Many insurers raised concerns about the gap in effective dates of the new Standard for insurance contracts and IFRS 9 and the fact that they result in two consecutive major accounting changes with operation and business implications for full implementation. Consequently, insurers believe that additional volatility in profit or loss could arise in this period.

On 12 September 2016, the IASB has issued amendments to IFRS 4 to address concerns relating to the temporary effects of applying IFRS 9 in conjunction with IFRS 4.

The amendments introduced the ‘Overlay Approach’ and the ‘Deferral Approach’. The amended IFRS 4 will:

  • Give all companies that issue insurance contracts the option to recognise in other comprehensive income, rather than in profit or loss, the volatility that could arise when IFRS 9 is applied before the new IFRS 17 is issued (known as the “Overlay Approach”); and
  • Give companies whose predominant activities are connected with inruance an optional temporary exemption from applying IFRS 9 until 2021 (known as the ‘Deferral Approach’). The entities that defer the application of IFRS 9 will continue to apply the existing financial instruments standard – IAS 39.

The approaches included in the Exposure Draft were reconfirmed by the IASB in April 2016 where the IASB approved the staff recommendations with majority of votes.

The main objective of the Overlay Approach is to remove any increased volatility from profit or loss in a transparent and consistent manner while maximising comparability. Under this approach, entities reclassify from profit and loss to other comprehensive income (OCI) the difference between amounts recognised under IFRS 9 and amounts that would have been recognised under IAS 39. This approach is applicable for financial assets designated as related to insurance contracts and measured at fair value through profit or loss (FVTPL) under IFRS 9 that were not measured at FVTPL under IAS 39.
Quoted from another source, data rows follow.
PR #328, opened 2018-10-16
Add support for "octopack" file

BlythMeister:
An octopack contains various command line arguments and means you can
store the structure of your octopus package in a repo rather than as a
set of command line arguments
The format of this is similar to a paket.template file

Update existing pack tests to include tests for octopack files


BlythMeister:
Closing as this actually doesn't do what i wanted. :(

PR #329, opened 2018-10-16
Add ability to tell octo push to ignore errors about package existing

BlythMeister:
If we get a 409 error (CONFLICT) and we are doing "IgnoreExisting"
Then get all packages with that name & check for the version number matching.
If matching, do not error.
If no matching, throw.


thedewi:
Sorry this didn't get followed up here, @BlythMeister. I want to let you know that support has been added in Octo.exe 6.9.0, and youll get this behaviour if you use: `--overwrite-mode=IgnoreIfExists`

The rest of the documentation is here: https://octopus.com/docs/octopus-rest-api/octo.exe-command-line/push

PR #581, opened 2021-05-04
Improve Tentacle command line validation

matt-richardson:
This PR changes the type of exception thrown when validation arguments for the `register-with` and `register-worker` commands from `ArgumentException` to a new custom type `InvalidRegistrationArgumentsException`, so we can handle it better.

The new type inherits from `ArgumentException`, so this should be backwards compatible.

In the other hand, the Deferral Approach, at the reporting entity level, has two different perspectives of application, depending if the predominant activities of the insurance conglomerate are related to insurance:

  • If the predominant activities of the conglomerate are related to insurance, the conglomerate could choose to apply IAS 39 to all financial assets in consolidated financial statements. However, if a subsidiary is a Bank, for example, and publishes standalone IFRS financial statements, it must apply IFRS 9.
  • If the predominant activities of the conglomerate are not related to insurance, the conglomerate must apply IFRS 9 to all financial assets in consolidated financial statements. However, if a subsidiary that holds insurance activities publishes standalone IFRS statements it could choose to apply IAS 39.

The qualifying criteria regarding the quantification of ‘insurance related activities’ includes:

  • Not previously applied IFRS 9 (other than the ‘own credit’ requirements in isolation). This new
  • Significant IFRS 4 liabilities compared to total liabilities of the reporting entity using a predominance ratio.

The IASB declared that it expects more entities to qualify for the exemption compared to the previous Exposure Draft.